ERP Consultants Running Amok

Check with you ERP implementation partner on the rules that they establish for the workplace. I’m the client, and working like mad to keep the project moving forward. I have a stake in the outcome, and will most likely be rated on my performance. I feel I have every right to demand the same level of behavior from those that are being paid far more than I am.

  • Does the partner allow the consultant to take recruiting calls during the workday? I have had numerous meetings/discussions interrupted by calls from headhunters. The consultants used “my” time to discuss their next gig.
  • Does the partner allow the consultant to make all their travel arrangements during the workday?
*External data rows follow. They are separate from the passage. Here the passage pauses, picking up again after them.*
PR #72, opened 2017-03-13
Add instructions on how to spawn workers

jimmykarily:

PR #77, opened 2017-03-15
Add AutoYaST profile serving

ereslibre:
This profile will be read by workers during the bootstrapping process
and when adding new workers to the cluster. It will provide the
subscription details of the main installation to the workers.

Here we take into account that we are using our SUSE Secrets fork of
Docker, that mounts `/run/secrets` on every container. This directory
will include `/etc/SUSEConnect` and `/etc/zypp/credentials.d` from the
host mounted inside the container.

- `/run/secrets/SUSEConnect` includes the SMT if any (the default is SCC
  if not provided). If there is a SMT present, the regcode will be empty.

- If we are using SUSE's Customer Center (SCC), we need a regcode, that
  is obtained using the credentials in
  `/run/secrets/credentials.d/SCCcredentials` file, accessing the SCC API
   and checking for an active subscription. Filtering the CaaSP active
   subscription we can fetch the registration code for the subscription
   and serve it.

### DIFF
--- a/.travis.yml
+++ b/.travis.yml
@@ -28,7 +28,7 @@ script:
   - bundle exec rspec spec
   - bundle exec rubocop -V
   - bundle exec rubocop -F
-  - bundle exec brakeman -z -A
+  - bundle exec brakeman -c config/brakeman.ignore -z -A
 
 addons:
   code_climate:
--- a/app/controllers/dashboard_controller.rb
+++ b/app/controllers/dashboard_controller.rb
@@ -1,9 +1,17 @@
 # frozen_string_literal: true
 
 require "velum/kubernetes"
+require "velum/suse_connect"
 
 # DashboardController shows the main page.
 class DashboardController < ApplicationController
+  # TODO: move autoyast to its own controller (following a different logic flow). It would never get
+  # authenticated (as login/password -- since it's machines requesting this endpoint). It would
+  # never get redirected to setup the cluster, and it should actually read some security setting for
+  # only serving the autoyast profile to a set of IP ranges (provided by the customer).
+  skip_before_action :authenticate_user!, only: :autoyast
+  skip_before_action :redirect_to_setup, only: :autoyast
+
   def index
     @assigned_minions = Minion.assigned_role
     @unassigned_minions = Minion.unassigned_role
@@ -17,6 +25,39 @@ class DashboardController < ApplicationController
     end
   end
 
+  # Return the autoyast XML profile to bootstrap other worker nodes. They will read this response in
+  # order to start an unattended installation of CaaSP.
+  #
+  # It will return the content of the autoyast profile along with a 200 HTTP response code if the
+  # operation was successfull, or a 503 HTTP response code (service unavailable) if there was any
+  # problem while contacting to the subscription backend.
+  #
+  # This method skips authentication (workers won't authenticate using the typical username/password
+  # fields that customer uses) and also skips the redirection to the setup process (when a worker
+  # asks for the autoyast profile we will either serve it, or return an error).
+  def autoyast
+    @controller_node = Socket.gethostname
+    begin
+      suse_connect_config = Rails.cache.fetch("SUSEConnect_config") do
+        Velum::SUSEConnect.config
+      end
+      @suse_smt_url = suse_connect_config.smt_url
+      @suse_regcode = suse_connect_config.regcode
+      @do_registration = true
+    rescue Velum::SUSEConnect::MissingRegCodeException,
+           Velum::SUSEConnect::MissingCredentialsException
+      @do_registration = false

I watched and waited while they spent 30 minutes booking flights and hotel reservations.
  • You provide lunch for the team members. Yet, many consultants use their expense accounts to go outside the premises. Make sure you are not being charged for those expenses.
  • Are the consultants expected to arrive on time, and leave at the end of the workday? I have known some very dedicated consultants that would put in many hours at the workplace and many more during their evenings. Others wandered in when they felt like, took long lunch hours and left with no regard to the work that was required.

Be sure you monitor the behavior. Report problems immediately to the contractor.  Get feedback from your own staff. You pay for excellent service, and you should expect nothing less. As the ultimate employer you should demand the same rules from your consultants as you expect from your direct employees.

Morale throughout the entire ERP project is paramount. Nothing can make your own employees less committed than working with ERP consultants that lack discipline, dedication and integrity.

Remember a happy project team is a successful project team!